Slowing refers to the gradual decrease in conduction velocity evoked by repetitive electrical stimuli. The underlying mechanisms are still poorly understood, and its physiological/pathological relevance scarcely discussed; however, changes in axonal conduction properties might unmask abnormal nociceptor function and alter the encoding time window at the spinal cord.
Here, we characterized and compared the slowing in isolated units recorded from intact and axotomized saphenous nerves from mice, in vitro. We evaluated the role of hyperpolarization-activated/HCN channel current, Ih , in the generation of slowing, by examining the effect of the specific Ih blocker ZD7288.

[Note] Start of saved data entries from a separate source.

PR #705, opened 2024-12-02
FIX: upgrade commons-io which is brought in by feign

markreesmoj:


build.gradle.kts
```diff
@@ -34,15 +34,11 @@ dependencies {
...
+    implementation("commons-io:commons-io:2.18.0") {
       because("2.13.0 has CVEs")
     }
   }
-  constraints {
-    implementation("org.bouncycastle:bcprov-jdk18on:1.79") {
-      because("1.77 has CVEs")
-    }
-  }
+
```
markreesmoj, line 41: bouncycastle seems to be on 1.78 now (through feign) which does not have a CVE

JunaedAhmedMOJ (approved):

PR #706, opened 2024-12-02
Speed up tests

markreesmoj:


src/main/resources/logback-spring.xml
```diff
@@ -14,22 +14,6 @@
         <appender name="aiAppender" class="com.microsoft.applicationinsights.logback.ApplicationInsightsAppender"/>
     </springProfile>
 
-    <springProfile name="!log-json">
```
markreesmoj, line 17: Unused I think

build.gradle.kts
```diff
@@ -81,7 +81,11 @@ tasks {
   register("initialiseDatabase", Test::class) {
     include("**/HealthCheckIntTest.class")
   }
-
+  register("fastTest", Test::class) {
```
markreesmoj, line 84: Just added this to pinpoint that the problem is actually the listener tests

src/test/kotlin/uk/gov/justice/digital/hmpps/personrecord/config/MessagingMultiNodeTestBase.kt
```diff
@@ -352,44 +352,6 @@ abstract class MessagingMultiNodeTestBase : IntegrationTestBase() {
...
-    await.atMost(Duration.ofSeconds(2)) untilCallTo {
-      prisonMergeEventsQueue!!.sqsClient.countAllMessagesOnQueue(prisonMergeEventsQueue!!.queueUrl).get()
-    } matches { it == 0 }
-    await.atMost(Duration.ofSeconds(2)) untilCallTo {
-      prisonMergeEventsQueue!!.sqsDlqClient!!.countAllMessagesOnQueue(prisonMergeEventsQueue!!.dlqUrl!!).get()
-    } matches { it == 0 }
-
-    await.atMost(Duration.ofSeconds(2)) untilCallTo {
-      reclusterEventsQueue!!.sqsClient.countAllMessagesOnQueue(reclusterEventsQueue!!.queueUrl).get()
-    } matches { it == 0 }
```
markreesmoj, line 392: It's probably OK if we just check the last one  we purged is empty - all the others should be empty by this point

markreesmoj:
Seems to knock a couple of minutes off
[Some nice green arrows](https://app.circleci.com/pipelines/github/ministryofjustice/hmpps-person-record?branch=speed-up-tests)

src/test/kotlin/uk/gov/justice/digital/hmpps/personrecord/config/MessagingMultiNodeTestBase.kt
H-Iwanejko: I know its inheritance again in another level, but could we do something like e.g. `UnmergeMessageingMultiNodeBase` where we only purge the queues we need to rather than all of them 🤔

H-Iwanejko (approved):

src/test/kotlin/uk/gov/justice/digital/hmpps/personrecord/config/MessagingMultiNodeTestBase.kt
markreesmoj: 🤔 I don't mind inheritance in tests if it speeds things up.

PR #2059, opened 2026-05-19
CPR-1195 Publish internal address events

lbevan:
# 🚨 READ THIS 🚨

Does this change...
* [ ] 🚩 Need Feature flagged


lbevan:
Opted to flatten the event structure for these as there is no need for an intermediary like `PersonEventListener`. These address events can then be used by the external event publisher.

We also agreed to continue using `CPR_RECORD_CREATED` and `CPR_RECORD_UPDATED` instead of new address specific ones.

src/main/kotlin/uk/gov/justice/digital/hmpps/personrecord/service/cprdomainevents/listeners/EventLogListener.kt
```diff
@@ -18,4 +21,20 @@ class EventLogListener(
   fun onEventLogEvent(eventLog: RecordEventLog) {
     eventLogService.logEvent(eventLog)
   }
+
+  @Async
+  @TransactionalEventListener
+  fun onAddressCreated(addressCreated: AddressCreated) {
+    if (addressCreated.matchingFieldsHaveChanged) {
+      eventLogService.logEvent(RecordEventLog(CPR_RECORD_UPDATED, addressCreated.addressEntity.person!!))
```
markreesmoj, line 29: I know it would look odd but it seems that these events actually need a PersonEntity rather than an AddressEntity

markreesmoj: we could just publish a PersonUpdated event in both cases...

lbevan: I guess thats somewhat true, though I was trying to preempt some of the external events work that will be working with an Address. From a `what just happened` perspective, its an Address that was updated, its just at the moment the existing listeners just care about the person (based on what we agreed an hour ago).

src/main/kotlin/uk/gov/justice/digital/hmpps/personrecord/service/address/AddressService.kt
```diff
@@ -60,6 +66,8 @@ class AddressService(
     val matchingFieldsChanged = matchingFieldsBeforeUpdate.matchingFieldsAreDifferent(addressEntity.person!!)
     tryRecluster(addressEntity.person!!, matchingFieldsChanged)
```
markreesmoj, line 67: nitpicking again but it seems we only want to recluster and publish this event if the matching fields have changed

We could do
```
if(matchingFieldsBeforeUpdate.matchingFieldsAreDifferent(addressEntity.person!!)){
tryRecluster(addressEntity.person!!)
publisher.publishEvent(AddressUpdated(addressEntity)
}
```

which would save a couple of if statements and arguments being passed around

lbevan: Good shout. Will take a look at this.

lbevan: Actually, I'm not we'd want conditionalise the `publishEvent` here. Consumers are making the determination whether to act on an event like this; telemetry will always fire, event log will only be when matching fields change. This matches the pattern for `PersonService`.

As for the checks around recluster, 2 places (create and update) need to do the same checks and recluster, and the event publishing also needs the `matchingFieldsChanged `. I can move the `if` checks for `passive` and `matchingFieldsChanged` out and rename `tryRecluster` -> `recluster`, but we'd be spreading the checks everywhere :/.

markreesmoj (approved):
👍

PR #2062, opened 2026-05-19
CPR-1148 added address service delete function

jldparker527:
# 🚨 READ THIS 🚨

Does this change...
* [ ] 🚩 Need Feature flagged

### DIFF
--- a/src/main/kotlin/uk/gov/justice/digital/hmpps/personrecord/service/address/AddressService.kt
+++ b/src/main/kotlin/uk/gov/justice/digital/hmpps/personrecord/service/address/AddressService.kt
@@ -73,10 +73,7 @@ class AddressService(
 
     addressEntity.person = null
     personRepository.save(personEntity)
-    if (personEntity.isNotPassive()) {
-      personMatchService.saveToPersonMatch(personEntity)
-      personEntity.personKey?.let { reclusterService.recluster(personEntity) }
-    }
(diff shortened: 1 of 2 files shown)


src/main/kotlin/uk/gov/justice/digital/hmpps/personrecord/service/address/AddressService.kt
```diff
@@ -63,6 +65,20 @@ class AddressService(
...
 
+  @Transactional
+  fun deleteAddress(addressEntity: AddressEntity) {
+    val personEntity = addressEntity.person!!
+    val doesExist = personEntity.addresses.remove(addressEntity)
+    if (!doesExist) return
+
+    addressEntity.person = null
+    personRepository.save(personEntity)
+    if (personEntity.isNotPassive()) {
```
markreesmoj: Is there a test for this `if` condition?

markreesmoj: could call `tryRecluster` with `matchingFieldsChanged` true instead of writing a test?

jldparker527: 👍

markreesmoj (approved):
👍

PR #2064, opened 2026-05-20
CPR-1148 removed migration script 199 and 200

jldparker527:
# 🚨 READ THIS 🚨

Does this change...
* [ ] 🚩 Need Feature flagged

### DIFF
--- a/src/main/resources/db/migration/V199__add_unique_constraint_to_address_delius_address_id.sql
+++ b/src/main/resources/db/migration/V199__add_unique_constraint_to_address_delius_address_id.sql
@@ -1,8 +1,0 @@
-BEGIN;
--------------------------------------------------------
-
-ALTER TABLE IF EXISTS address
-    ADD CONSTRAINT unique_delius_address_id UNIQUE (delius_address_id);
-
------------------------------------------------------
-COMMIT;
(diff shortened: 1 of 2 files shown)


jldparker527:
Screenshot 2026-05-20 at 11 02 34

removed 199 and 200 from DEV database

jldparker527:
Context:
Originally deployed this to DEV https://github.com/ministryofjustice/hmpps-person-record/pull/2061/changes

Tried to deploy to PRE_PROD but the migration appeared to be taking to long and more work is needed to accomidate this migration (Still needs to be done and is actually good it didn't get deployed all the way up... see below)

Then we found we was getting unique constraint errors in DEV the morning after (investigation still ongoing as to why)
So to unblock any deployments in the interim, we reverted and deployed this to DEV https://github.com/ministryofjustice/hmpps-person-record/pull/2063/changes

However, I forget that we originally had issues deploying to pre PROD so this would still block deployments

So finally, we need to either:
1. manually delete the two flyway records from DEV db and delete the 199 and 200 script from main
2. finish the work in actually allowing preprod to wait for long running migration script

Have gone with option 1 in favor of a fast fix, which is this change

markreesmoj (approved):
199 has not been applied in preprod so 👍

PR #2065, opened 2026-05-20
CPR-1148 initial fix for allowing the adding of unique constraint to …

jldparker527:
…delius address id

# 🚨 READ THIS 🚨

Does this change...
* [ ] 🚩 Need Feature flagged
* [x] 🔀 Require any database migrations
* [x] ☁️ Need to provision/update any cloud platform resources

### DIFF
--- a/helm_deploy/hmpps-person-record/values.yaml
+++ b/helm_deploy/hmpps-person-record/values.yaml
@@ -28,7 +28,7 @@ generic-service:
       path: /health/liveness
       port: http
     initialDelaySeconds: 30
-    periodSeconds: 10
+    periodSeconds: 60
     timeoutSeconds: 10
     failureThreshold: 10
 
@@ -37,7 +37,7 @@ generic-service:
       path: /health/readiness
       port: http
     initialDelaySeconds: 30
-    periodSeconds: 10
+    periodSeconds: 60
     timeoutSeconds: 10
     failureThreshold: 10
 
--- a/helm_deploy/hmpps-person-record/values.yaml
+++ b/helm_deploy/hmpps-person-record/values.yaml
@@ -23,6 +23,24 @@ generic-service:
     tag: app_version # override at deployment time
     port: 8080
 
+  livenessProbe:
+    httpGet:
+      path: /health/liveness
+      port: http
+    initialDelaySeconds: 30
+    periodSeconds: 10
+    timeoutSeconds: 10
+    failureThreshold: 10
+
+  readinessProbe:
+    httpGet:
+      path: /health/readiness
+      port: http
+    initialDelaySeconds: 30
+    periodSeconds: 10
+    timeoutSeconds: 10
+    failureThreshold: 10
+
   ingress:
     enabled: true
     host: app-hostname.local # override per environment
--- a/src/main/kotlin/uk/gov/justice/digital/hmpps/personrecord/extensions/PersonEntityExtensions.kt
+++ b/src/main/kotlin/uk/gov/justice/digital/hmpps/personrecord/extensions/PersonEntityExtensions.kt
@@ -1,7 +1,9 @@
 package uk.gov.justice.digital.hmpps.personrecord.extensions
 
+import uk.gov.justice.digital.hmpps.personrecord.jpa.entity.AddressEntity
 import uk.gov.justice.digital.hmpps.personrecord.jpa.entity.ContactEntity
 import uk.gov.justice.digital.hmpps.personrecord.jpa.entity.ReferenceEntity
+import uk.gov.justice.digital.hmpps.personrecord.model.person.Address
 import uk.gov.justice.digital.hmpps.personrecord.model.types.ContactType
 import uk.gov.justice.digital.hmpps.personrecord.model.types.IdentifierType
 import uk.gov.justice.digital.hmpps.personrecord.model.types.IdentifierType.CRO
@@ -24,7 +26,7 @@ fun <T, E> T.existsIn(childEntities: List<E>, match: (T, E) -> Boolean, yes: (E)
   return found?.let { yes(found) } ?: no()
 }
 
-fun <T, E> T.existsIn(childEntities: List<E>, match: (T, E) -> Boolean, yes: (T, E) -> E, no: () -> E?): E? {
+fun Address.existsIn(childEntities: List<AddressEntity>, match: (Address, AddressEntity) -> Boolean, yes: (Address, AddressEntity) -> AddressEntity, no: () -> AddressEntity?): AddressEntity? {
   val found = childEntities.find { match(this, it) }
   return found?.let { yes(this, found) } ?: no()
 }
--- a/src/main/kotlin/uk/gov/justice/digital/hmpps/personrecord/extensions/PersonEntityExtensions.kt
+++ b/src/main/kotlin/uk/gov/justice/digital/hmpps/personrecord/extensions/PersonEntityExtensions.kt
@@ -23,3 +23,8 @@ fun <T, E> T.existsIn(childEntities: List<E>, match: (T, E) -> Boolean, yes: (E)
   val found = childEntities.find { match(this, it) }
   return found?.let { yes(found) } ?: no()
 }
+
+fun <T, E> T.existsIn(childEntities: List<E>, match: (T, E) -> Boolean, yes: (T, E) -> E, no: () -> E?): E? {
+  val found = childEntities.find { match(this, it) }
+  return found?.let { yes(this, found) } ?: no()
+}
--- a/src/main/kotlin/uk/gov/justice/digital/hmpps/personrecord/jpa/entity/AddressEntity.kt
+++ b/src/main/kotlin/uk/gov/justice/digital/hmpps/personrecord/jpa/entity/AddressEntity.kt
@@ -119,7 +119,7 @@ class AddressEntity(
   var version: Int = 0,
 ) {
 
-  fun update(address: Address): AddressEntity {
+  fun update(address: Address) {
     this.noFixedAbode = address.noFixedAbode
     this.startDate = address.startDate
     this.endDate = address.endDate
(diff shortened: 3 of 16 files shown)


src/main/kotlin/uk/gov/justice/digital/hmpps/personrecord/extensions/PersonEntityExtensions.kt
```diff
@@ -23,3 +23,8 @@ fun <T, E> T.existsIn(childEntities: List<E>, match: (T, E) -> Boolean, yes: (E)
   val found = childEntities.find { match(this, it) }
   return found?.let { yes(found) } ?: no()
 }
+
```
jldparker527, line 28: Simply just created an additional method here as it's used by all other child class types (contacts, sentences, etc...) to limit surface area. If something goes horrible wrong, it will only effect address and not all other child classes

src/main/kotlin/uk/gov/justice/digital/hmpps/personrecord/jpa/entity/builder/AddressBuilder.kt
```diff
@@ -12,10 +12,19 @@ object AddressBuilder {
     address.existsIn(
       childEntities = personEntity.addresses,
       match = { ref, entity -> ref.matches(entity) },
-      yes = { it },
+      yes = { ref, entity -> entity.update(ref) },
```
jldparker527: what we are saying is:
GIVEN the address record already exists either by
- all the fields match
- or some fields don't match but have the same deliusAddressId as whats in the DB
THEN update the fields


Because we have temporarily updated the matches function to return true if fields don't match but deliusAddressId matches, we now need to update any fields also on existing address record

jldparker527:
Context...

We attempted to merge in just the migration file change previously but this caused constraint errors in dev. 

This happened because when we consumed probation person events with updated addresses in them, we treated them as new records and attempted to INSERT them. But the actual record they sent us have the same deliusAddressId as ones we already have saved in our DB.


I believe we can revert all the other changes in the PR except the migration script once we have deployed the final work around how we consume probation address

src/main/kotlin/uk/gov/justice/digital/hmpps/personrecord/jpa/entity/builder/AddressBuilder.kt
```diff
@@ -12,10 +12,19 @@ object AddressBuilder {
...
       no = { AddressEntity.from(address) },
     )
   }
 
-  private fun Address.matches(entity: AddressEntity): Boolean = this == Address.from(entity)
+  // Once the final work around changing how we consume probation address
+  // is done, this can be reverted back
+  private fun Address.matches(entity: AddressEntity): Boolean = when {
+    this == Address.from(entity) -> true
+    entity.deliusAddressId == this.deliusAddressId -> when {
```
jldparker527: most address will have a null deliusAddressId so this doesn't prove equality.

once we have asserted both fields are not null, then check them for equality

lbevan:
What is the plan for existing duplicate ids?

src/main/kotlin/uk/gov/justice/digital/hmpps/personrecord/jpa/entity/AddressEntity.kt
```diff
@@ -140,6 +140,7 @@ class AddressEntity(
     this.isVerified = address.isVerified
     this.recordType = address.recordType
     updateChildEntities(address)
+    return this
```
markreesmoj: can we avoid this return? It will be modified anyway

src/main/kotlin/uk/gov/justice/digital/hmpps/personrecord/jpa/entity/builder/AddressBuilder.kt
```diff
@@ -12,10 +12,19 @@ object AddressBuilder {
...
+      entity.deliusAddressId == null && this.deliusAddressId == null -> false
```
markreesmoj: this is run for everything or just probation?

I know it's a bit old-fashioned but would this do the trick?
```
if(this.deliusAddressId != null){
  return entity.deliusAddressId == this.deliusAddressId
}
return this == Address.from(entity)
```

src/main/kotlin/uk/gov/justice/digital/hmpps/personrecord/jpa/entity/builder/AddressBuilder.kt
markreesmoj: good explanation - I think I follow it

src/main/kotlin/uk/gov/justice/digital/hmpps/personrecord/extensions/PersonEntityExtensions.kt
markreesmoj: how about we make it non-generic then?
`Address.existsIn` would be a lot easier to understand 

Took me ages to figure out that the difference is the method signature of the `yes` function (at least I think that is the difference)

markreesmoj:
> What is the plan for existing duplicate ids?

I don't think there are any? You mean deliusAddressIDs? Hopefully there aren't any - there weren't in dev. We can run a query to check easily enough

markreesmoj:
might as well increase the readiness/liveness timeout in this PR as we will need it to go to preprod & prod if successful

lbevan:
> > What is the plan for existing duplicate ids?
> 
> I don't think there are any? You mean deliusAddressIDs? Hopefully there aren't any - there weren't in dev. We can run a query to check easily enough

There are 2 in Preprod and 2 in Prod. I think we'd have to choose 1 of them for each case and delete the other manually before progressing the script. Likely we can take the latest primary id.

src/main/kotlin/uk/gov/justice/digital/hmpps/personrecord/extensions/PersonEntityExtensions.kt
jldparker527: yes that would be nicer. Uust did a straight copy as this change want have to stay around for long

src/main/kotlin/uk/gov/justice/digital/hmpps/personrecord/jpa/entity/AddressEntity.kt
jldparker527: No becuase we need it to return in the `yes` flow

`yes = { ref, entity -> entity.update(ref) }` <- needs the entity returned

src/main/kotlin/uk/gov/justice/digital/hmpps/personrecord/jpa/entity/builder/AddressBuilder.kt
jldparker527: yes much nicer 👍

jldparker527:
Action plan

DEV
Check still no duplicates
Deploy fast
Test

PRE PROD
Gather duplicates and deletes oldest
Deploy fast
Test

PROD
Gather duplicates and deletes oldest
Deploy fast
Validate

helm_deploy/hmpps-person-record/values.yaml
```diff
@@ -23,6 +23,24 @@ generic-service:
     tag: app_version # override at deployment time
     port: 8080
 
+  livenessProbe:
```
jldparker527, line 26: I think changes here are applied to all envs?

jldparker527: @markreesmoj

helm_deploy/hmpps-person-record/values.yaml
```diff
@@ -23,6 +23,24 @@ generic-service:
...
+
+  readinessProbe:
+    httpGet:
+      path: /health/readiness
+      port: http
+    initialDelaySeconds: 30
+    periodSeconds: 10
+    timeoutSeconds: 10
+    failureThreshold: 10
+
```
markreesmoj, line 43: these are the existing settings - we just need to override the ones we want to. 


```suggestion
    periodSeconds: 60
```
should give us 30 to start with then 10 * 60 seconds so ten and a half minutes
Hopefully enough to apply a constraint. If not we can tweak

As I am unsure whether readiness or liveness is the one in play let's just change both (unless you want to read the docs)

jldparker527: 👍

helm_deploy/hmpps-person-record/values.yaml
markreesmoj: won't make any odds in dev as it was fast enough there anyway.
Wondering if the problem in preprod was actually that the constraint could not be applied because of the duplicates?
either way can just up it as it will only allow more time, will not take much longer

helm_deploy/hmpps-person-record/values.yaml
```diff
@@ -28,7 +28,7 @@ generic-service:
       path: /health/liveness
       port: http
     initialDelaySeconds: 30
-    periodSeconds: 10
+    periodSeconds: 60
     timeoutSeconds: 10
     failureThreshold: 10
```
markreesmoj, line 34:
```

livenessProbe:
  periodSeconds: 60

```

Is all that needs to be set - the other values will be defaulted to those specified here which are from the generic service.

Doesn't matter for this PR, just making it clear how this file works

src/main/kotlin/uk/gov/justice/digital/hmpps/personrecord/extensions/PersonEntityExtensions.kt
```diff
@@ -23,3 +25,8 @@ fun <T, E> T.existsIn(childEntities: List<E>, match: (T, E) -> Boolean, yes: (E)
...
+fun Address.existsIn(childEntities: List<AddressEntity>, match: (Address, AddressEntity) -> Boolean, yes: (Address, AddressEntity) -> AddressEntity, no: () -> AddressEntity?): AddressEntity? {
```
markreesmoj, line 29: 👍

markreesmoj (approved):
👍

JunaedAhmedMOJ (approved):

PR #2051, opened 2026-05-14
CPR-1148 Splits out probation events from main flow

jldparker527:
# 🚨 READ THIS 🚨

Does this change...
* [ ] 🔨 Have any downstream breaking changes
* [ ] 🚩 Need Feature flagged
* [ ] 🔀 Require any database migrations
* [ ] 🔔 Alerting of any other teams of changes
* [ ] ☁️ Need to provision/update any cloud platform resources
* [ ] ⚡️ Benefit from running the [load tests](https://github.com/ministryofjustice/hmpps-person-record-gatling)

PR #2066, opened 2026-05-20
CPR-1141 address id migration probation

markreesmoj:
# 🚨 READ THIS 🚨

Does this change...
* [ ] 🚩 Need Feature flagged
* [x] 🔔 Alerting of any other teams of changes


jldparker527:
This to only be triggered after the following are deployed in all envs

1. Unique constraint https://github.com/ministryofjustice/hmpps-person-record/pull/2065
2. Delete to AddressService https://github.com/ministryofjustice/hmpps-person-record/pull/2062
3. Change how we handle probation address events https://github.com/ministryofjustice/hmpps-person-record/pull/2051
4. Optional: revert the change in PR one (except the migration script)

lbevan:
If we do this before CPR-1148 then it looks good.
If we do this after CPR-1148 then we will have to update the addresses separately.

src/main/kotlin/uk/gov/justice/digital/hmpps/personrecord/seeding/TransactionalProbationUpdater.kt
```diff
@@ -0,0 +1,39 @@
...
+  fun update(case: ProbationCase) {
+    val person = Person.from(case)
+    personRepository.findByCrn(person.crn!!).exists(
+      no = {
+        log.error("CRN not found in Database ${person.crn}")
+      },
+      yes = {
+        if (it.isNotMerged()) {
+          it.update(person)
+          personRepository.save(it)
```
jldparker527, line 26: Do we want to publish any internal events?

src/main/kotlin/uk/gov/justice/digital/hmpps/personrecord/seeding/PopulateFromProbationController.kt
```diff
@@ -0,0 +1,53 @@
...
+import org.hibernate.query.Page.page
+import org.slf4j.LoggerFactory
+import org.springframework.web.bind.annotation.PostMapping
+import org.springframework.web.bind.annotation.RequestBody
+import org.springframework.web.bind.annotation.RestController
+import uk.gov.justice.digital.hmpps.personrecord.client.CorePersonRecordAndDeliusClient
+import uk.gov.justice.digital.hmpps.personrecord.client.CorePersonRecordAndDeliusClientPageParams
+
+@RestController
+class PopulateFromProbationController(
```
jldparker527, line 16: As it stands, don't see how running 6 pods at the same time would work as each pod would only now the start page but not the end page. Looks like we would just have 6 pods running and redoing work

lbevan: If we wanted to run on 1 pod, we could utilise atomics, `SupervisorJob() + Dispatchers.IO` scopes and fixed (configurable) number of workers. Bit more complicated to setup codewise and potential resource concerns.

markreesmoj: one pod starts on page 0, one on 1000 etc etc. Once they have all done 1000 pages (or once all the addresses have deliusAddressIds) kill them
crude but simple :-)

src/main/kotlin/uk/gov/justice/digital/hmpps/personrecord/seeding/TransactionalProbationUpdater.kt
markreesmoj: should not be any changes to existing matching data so I don't think so

src/main/kotlin/uk/gov/justice/digital/hmpps/personrecord/seeding/PopulateFromProbationController.kt
markreesmoj: we could supply a start and end I suppose but we really need to get going on this. Maybe one to look at today if the above is not fast enough

jldparker527: Do we now how pages will be returned in prod?

jldparker527: Thinks it's worth asking them how many address they have in prod then we know what we are working with and wether or need to optimize it or keep it simple

markreesmoj: we know how many, we already have them

markreesmoj: Depends on page size. There are 2.2 million probation records so on page size of 1000 that is 2200 pages

markreesmoj: Preprod figures
2375746 probation records
7116660 probation addresses (so about 3 per person on average)
176000 address records in preprod have deliusAddressId populated

jldparker527 (approved):

PR #2067, opened 2026-05-21
CPR-1190 Add typeVerified to Probation create address endpoint

lbevan:
# 🚨 READ THIS 🚨

Does this change...
* [ ] 🚩 Need Feature flagged

### DIFF
--- a/src/test/kotlin/uk/gov/justice/digital/hmpps/personrecord/api/controller/probation/ProbationAddressPostAPIControllerTest.kt
+++ b/src/test/kotlin/uk/gov/justice/digital/hmpps/personrecord/api/controller/probation/ProbationAddressPostAPIControllerTest.kt
@@ -195,6 +195,7 @@ class ProbationAddressPostAPIControllerTest : WebTestBase() {
     countryCode = randomCountryCode(),
     comment = randomName(),
     statusCode = randomAddressStatusCode(),
+    typeVerified = randomBoolean(),
     usages = listOf(AddressUsage(randomAddressUsageCode(), randomBoolean())),
     contacts = listOf(AddressContact(randomContactType(), randomPhoneNumber(), "44")),
   )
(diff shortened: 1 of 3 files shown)


lbevan:
Defaulting to `false` to not break SAS in the short term. We may be able remove the default once they've mapped it.

markreesmoj (dismissed):
👍

lbevan:
Just checking with SAS whether we need to default this to `true` in the short term as they are currently only send us confirmed addresses.

lbevan:
Will need to default to `true` in the short term because SAS are only sending confirmed addresses.

src/test/kotlin/uk/gov/justice/digital/hmpps/personrecord/api/controller/probation/ProbationAddressPostAPIControllerTest.kt
```diff
@@ -195,6 +195,7 @@ class ProbationAddressPostAPIControllerTest : WebTestBase() {
     countryCode = randomCountryCode(),
     comment = randomName(),
     statusCode = randomAddressStatusCode(),
+    typeVerified = randomBoolean(),
```
markreesmoj: If we understand correctly, the required behaviour here is that typeVerified is always true 
SAS are not always (ever?) going to supply it so we need to default it
If so we should test that behaviour too
Code looks fine

lbevan: The `true` default is the short term while they haven't mapped it, Greg will map this over the next week or two at which point they will likely send `true` as they currently only expect to send `confirmed` addresses, though there are discussions for this to potentially change. Once their change is done we can make this field mandatory with no default.

I've changed the existing tests to send `true` and added an new test where `typeVerified` is not supplied.

markreesmoj: I think I get it now. Because we do not specify typeVerified in `createRandomAddress` it will default to true on the Address object
We remove it from the JSON sent and then the API defaults it to true (also using the  Address object)
The comparison is therefore always  true == true

markreesmoj (approved):
👍

PR #2079, opened 2026-05-28
CPR-1150 Publish CPR address created domain event when SAS create an address

lbevan:
# 🚨 READ THIS 🚨

Does this change...
* [x] 🚩 Need Feature flagged


src/main/kotlin/uk/gov/justice/digital/hmpps/personrecord/service/address/AddressService.kt
```diff
@@ -29,22 +30,23 @@ class AddressService(
     address: Address,
     findPerson: () -> PersonEntity?,
     findAddress: () -> AddressEntity?,
+    eventSource: DomainEventSource = DomainEventSource.CPR,
```
jldparker527: We may not want to default this now in case a call site in the future isn't forced to pass something in?

jldparker527 (approved):

src/main/kotlin/uk/gov/justice/digital/hmpps/personrecord/service/address/AddressService.kt
lbevan: Removed default.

Based on their degree of slowing, intact C-fibres were classified as presumed nociceptors or non-nociceptors (>13% or <7% latency increase, respectively). Upon ZD7288 treatment, slowing was significantly augmented in 19/25 of the presumed C-nociceptors. In nerve-end neuromas, axotomized C-fibres could not be classified by their degree of slowing, which, in addition, was unrelated to the presence of ectopic mechanosensitivity. Axotomized fibres showed a ∼2.5-fold reduction in their slowing as compared with intact units and the effects of ZD7288 were more prominent, both in magnitude and percentage of sensitive fibres. Interestingly, in control conditions, all fibres sensitive to ZD7288 were more resistant to slowing.
Under our experimental conditions, slowing seems largely dependent on functional Ih . The marked decrease in slowing after axotomy in C-fibres fits with the increased expression of functional hyperpolarization-activated/HCN channel current and may underlie the analgesic effects of the specific Ih blocker ZD7288 previously described in neuropathic pain models.